→ WHAT NEEDS TO BE DONE:
Pull every line that holds the word "fields" from the entries.

(Saved entries)
..............................

PR #2485, opened 2022-02-11
Add the TSM identity to Darc

ineiti:
The Trusted Secure Module is used by DuoKey to sign messages using a threshold signature
scheme. This PR adds support for Darcs to verify those messages. It is used for the
Master Thesis protject of Pilar Marxer.


darc/darc.go
```diff
@@ -964,6 +982,9 @@ func (id Identity) GetPublicBytes() []byte {
 		return buf
 	case 4:
 		return id.EvmContract.Address[:]
+	case 6:
+		buf := id.TSM.PublicKey
+		return buf
```
tharvik, line 987:
```suggestion
		return id.TSM.PublicKey
```

tharvik (approved):
some cosmetics changes, otherwise LGTM

darc/darc.go
```diff
@@ -863,26 +875,18 @@ func (id Identity) Type() int {
...
-		return true
-	case id.X509EC != nil:
-		return true
-	case id.Proxy != nil:
-		return true
-	case id.EvmContract != nil:
-		return true
-	}
-	return false
+	return id.Type() != 0
```
cgrigis, line 889: Does this mean identities other than Darc are always Primary?

darc/darc.go
```diff
@@ -937,6 +953,8 @@ func (id Identity) Verify(msg, sig []byte) error {
 		return id.Proxy.Verify(msg, sig)
 	case 4:
 		return id.EvmContract.Verify(msg, sig)
+	case 6:
+		return id.TSM.Verify(msg, sig)
```
cgrigis, line 957: Isn't `case 5:` missing?

darc/darc.go
cgrigis, line 987: Isn't `case 5:` missing?

darc/darc.go
```diff
@@ -1120,6 +1187,8 @@ func ParseIdentity(in string) (Identity, error) {
 		return parseIDProxy(fields[1])
 	case "evm_contract":
 		return parseIDEvmContract(fields[1])
+	case "tsm":
+		return parseIDTSM(fields[1])
 	default:
```
cgrigis, line 1192: Nothing for DID?

cgrigis (approved):
A few comments, I'll let you judge if they are relevant.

..............................

→ SOLUTION:
 		return parseIDProxy(fields[1])
 		return parseIDEvmContract(fields[1])
+		return parseIDTSM(fields[1])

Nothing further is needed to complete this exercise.